In any case, Butcher says he doesn’t believe there’s any “systemic problem” of intoxication of healthcare professionals.

“[They] are subject to all the concerns, including addiction, that the rest of population is,” he concludes.

Footnotes:
  1. NHA’s vice-president of medicine, David Butcher, told Northword that he does not know whether the Sept. 2, 2004 memo, which states that the nurse used patches that were “removed from patients,” accurately describes what happened. He said the statement was “based on an assumption,” which has neither been confirmed nor refuted by information from the coroner’s report. Butcher indicated the memo was “not an official NHA memo…[but] may have been distributed on NHA letterhead,” and later added that it was “appropriately sent by a Bulkley Valley District Hospital pharmacist as a policy directive to staff.”
  2. Source: 1999 U.S. National Household Survey on Drug Abuse.

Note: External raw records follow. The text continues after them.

PR #14, opened 2018-04-01
non-seekable non-tellable streams explained

arekbulski:
Mentioned in https://github.com/kaitai-io/kaitai_struct_csharp_runtime/issues/8 .

### DIFF
--- a/user_guide.adoc
+++ b/user_guide.adoc
@@ -3364,3 +3364,26 @@ seq:
 This is because most processing algorithms require to know size of data
 to process beforehand, and final size of `some_body_type` might be
 determined only in run-time, after parsing took place.
+
+=== Supported stream types
+
+There are different types of streams. There are memory-based streams, file-based streams, and special streams (like stdin/stdout/stderr but also sockets pipes block/character devices etc). Those special streams are often non-seekable and non-tellable.
+
+Only certain types of streams are affected:
+* memory-based streams are OK
+* file-based streams are OK
+* stdin/stdout/stderr are affected
+* sockets, pipes, block/character devices are affected
+
+Only some runtimes are affected:
+* C# is affected, `MemoryStream` and `FileStream` are OK but `NetworkStream` and `PipeStream` and `CryptoStream` are not
+* Python is affected, in-memory `BytesIO` and file-based `open()` are OK but special streams are not
+* C++ is OK
+* Java is OK
+
+Only some KSY tags and expressions are affected:
+* expressions using `_io.pos`, `_io.size` and `_io.eof`
+* `seq` fields using `terminator` with `consume: false`
+* `instances` fields using `pos`
+
+Those listed above may still not fail, if they happen to use a substream, which is a memory-based stream which of course, supports seek and tell.


user_guide.adoc
```diff
@@ -3364,3 +3364,16 @@ seq:
...
+
+=== Supported stream types
+
+There are different types of streams. There are memory-based streams, file-based streams, and special streams (like sockets pipes etc). Those special streams are often non-seekable and non-tellable.
+
+Some runtime methods use seek() and/or tell() on the stream. If you are parsing memory-streams or file-streams then those operations are fully supported and there is no problem whatsoever. However, if you are using those special types of streams then be aware that some tags are compiled into a code that uses seek and/or tell, and therefore will fail if the stream does not support those. Most tags do not use seek or tell, and do not care what kind of stream it is.
+
+Methods that involve seek and/or tell:
+* expressions using `_io.pos`, `_io.size` and `_io.eof`
+* seq fields using `terminator` with `consume=False`
```
KOLANICH: Put all the identifiers like `seq`  and `instances` in single back quotes ` to show that they are identifiers, not just words.

KOLANICH (approved):

user_guide.adoc
arekbulski: Fixed.

GreyCat:
The main problem here is that this piece of documentation misses the perspective with all the different languages we have. These claims are mostly true for Python, but, for example:

* in C++, we use [istream](http://www.cplusplus.com/reference/istream/istream/), which is guaranteed to be implementing seekg/tellg, so this problem kind of not exists. If you'll be processing any "special" stream, like packets read from network, you're bound to use that with in-memory buffering.
* in Java, we use two very different approaches — i.e. [RandomAccessFileKaitaiStream](https://github.com/kaitai-io/kaitai_struct_java_runtime/blob/master/src/main/java/io/kaitai/struct/RandomAccessFileKaitaiStream.java) and [ByteBufferKaitaiStream](https://github.com/kaitai-io/kaitai_struct_java_runtime/blob/master/src/main/java/io/kaitai/struct/ByteBufferKaitaiStream.java), and both are guaranteed to be "seekable" and "tellable". Java indeed has special input streams which are non-seekable (or at least seekable only through buffering & rewinding), but we don't support them at the moment.

etc, etc. So it's all very different and probably warrants rather a language-specific notes, than a general doc section...

arekbulski:
Good point, and I learned something as well. I looked into 2 runtimes (Python and C#) and both used seek/tell in same (corresponding) methods so I assumed that is the same with more or less all runtimes. After all, this section makes it clear that its a generalisation, as in "things may work or not" and "milage may vary". Would it be okay if I added a note about which languages are affected in this (general) guide, instead of separate notes in every per-language guide? It would be easier to write/maintain.

arekbulski:
Also, I think you meant it in the context of C++, but in C# there is a class called [NetworkStream](https://msdn.microsoft.com/en-us/library/system.net.sockets.networkstream(v=vs.110).aspx) which is used by TCP sockets, I think. Honestly I didnt write anything C# since like highschool, some 10 years back. This stream is non-seekable and non-tellable.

  3. The Physicians Health Program, co-sponsored by the B.C. Medical Association and B.C. College of Physicians and Surgeons, provides confidential help for physicians dealing with addictions and other issues.
  4. A new policy regarding the disposal of Fentanyl was approved and circulated by the NHA in late August 2004. According to NHA vice-president of medicine David Butcher, the lag of nearly two years between the nurse’s death and the communication of the new policy was due to the fact that the coroner’s report was completed in April 2004, then forwarded to professional organizations such as the College of Physicians and Surgeons, before making its way through NHA policy processes.